## 📊 Average Session Length by Smart Shuffle Usage

This bar chart shows how session length differs between users who had Smart Shuffle enabled vs. those who didn’t. We're looking to see if the feature drives higher engagement (longer listening sessions).

In [3]:
import pandas as pd

# Load the mock dataset
df = pd.read_csv('./data/mock_smart_shuffle_data.csv')

#preview
df.head()

Unnamed: 0,user_id,region,is_premium,smart_shuffle_enabled,session_length,skips,timestamp
0,25795,North America,False,True,35.712309,3,2025-04-01 00:00:00
1,10860,Latin America,False,False,31.186791,5,2025-04-01 01:00:00
2,86820,North America,False,True,39.954116,1,2025-04-01 02:00:00
3,64886,North America,True,True,25.857079,1,2025-04-01 03:00:00
4,16265,Asia,True,False,36.473327,3,2025-04-01 04:00:00


In [4]:
df.isnull().sum()

user_id                  0
region                   0
is_premium               0
smart_shuffle_enabled    0
session_length           0
skips                    0
timestamp                0
dtype: int64

In [5]:
df.session_length.mean()

32.39731591353088

In [7]:
df.shape

(2000, 7)

In [None]:
import matplotlib.pyplot as plt
import seaborn as sns

plt.figure(figsize=(8,5))
sns.barplot(x = 'smart_shuffle_enabled', y = 'session_length', data = df)

plt.title('Average Length of Session by Smart Shuffle Usage')
plt.xlabel('Smart Shuffle Enabled')
plt.ylabel('Session Length (min)')
plt.xticks([0, 1], ['No', 'Yes'])
plt.tight_layout()
plt.show()

#Insight Smart Shuffle by Session Length 

By the barcharts there is a difference in average session length between users who have smart shuffle enabled (35 minutes) and those who don't (30 minutes). This could be because users who have smart shuffle enabled listen songs that engage them more with the app, if they like the songs they are then more likely to spend more time listening to music. 

In [None]:

region_df = df.groupby('region')['smart_shuffle_enabled'].mean().reset_index()

plt.figure(figsize=(10, 6))
sns.barplot(x='region', y='smart_shuffle_enabled', data=region_df)

plt.title('Smart Shuffle Adoption by Region')
plt.xlabel('Region')
plt.ylabel('% with Smart Shuffle Enabled')
plt.ylim(0, 1) 
plt.xticks(rotation=45)
plt.tight_layout()
plt.show()

#Insight: Smart Shuffle Adoption by Region

Based on the graphs it seems there is no difference in percent of region that uses Smart Shuffle. All 5 regions have about 50% of users using Smart Shuffle. 

In [None]:
plt.figure(figsize=(10,6))
sns.barplot(x='smart_shuffle_enabled', y= 'skips',data = df)

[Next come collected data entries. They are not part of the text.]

Issue #304, opened 2022-07-16
Unable to pipe output


txtsd:
I'm trying to `grep` for specific rules in the output, but it does not work.

I want to be able to run `markdownlint . | grep MD025` for example.

DavidAnson:
Errors are written to `stderr`, not `stdout`. Your shell probably has a way to change what is piped.

txtsd:
Thanks! I found it.

POSIX compliant:

```bash
markdownlint . 2>&1 | grep MD025
```

ZSH specific:

```zsh
markdownlint . |& grep MD025
```

PR #649, opened 2026-08-07
Say what happened when the given files match nothing

### LINKED ISSUE #104: Misleading error message when no input files are detected
Continued from [markdownlint#304](https://github.com/DavidAnson/markdownlint/issues/304)

```sh
markdownlint --fix '**/*.md'
```

When running this command in a project without any md files, it gives me confusing error:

plt.title('Smart Shuffle enables by Skips used')

#Inight Smart Shuffle by Average Amount of Skips

It is clear by the barchart above that there is a difference in average skips between users who have smart shuffle enables - average of 2 -  vs those who do not - average of 3. This shows smart shuffle can improve the satisfaction of songs played during a session where the user may use less skips since the music is tailored to their liking. 

#T-Test

In [15]:
from scipy import stats

In [16]:
df.columns

Index(['user_id', 'region', 'is_premium', 'smart_shuffle_enabled',
       'session_length', 'skips', 'timestamp'],
      dtype='object')

In [17]:
enabled_skips = df[df['smart_shuffle_enabled'] == 1]['skips']
disabled_skips = df[df['smart_shuffle_enabled'] == 0]['skips']

In [18]:
t_stat, p_value =  stats.ttest_ind(enabled_skips, disabled_skips, equal_var=False)
print("T-statsitic: ", t_stat)
print("P-value: ", p_value)

T-statsitic:  -8.843118069936338
P-value:  2.0014527241221168e-18


###Insight Results from T-Test
The difference in means between skips for users with smart shuffle is vastly different than users without smart shuffle.
The P-value is very small (<0.05) meaning there is strong statistical evidence that the smart shuffle feature reduces the average amount of skips per session, likley improving user satisfaction with song reccommendations.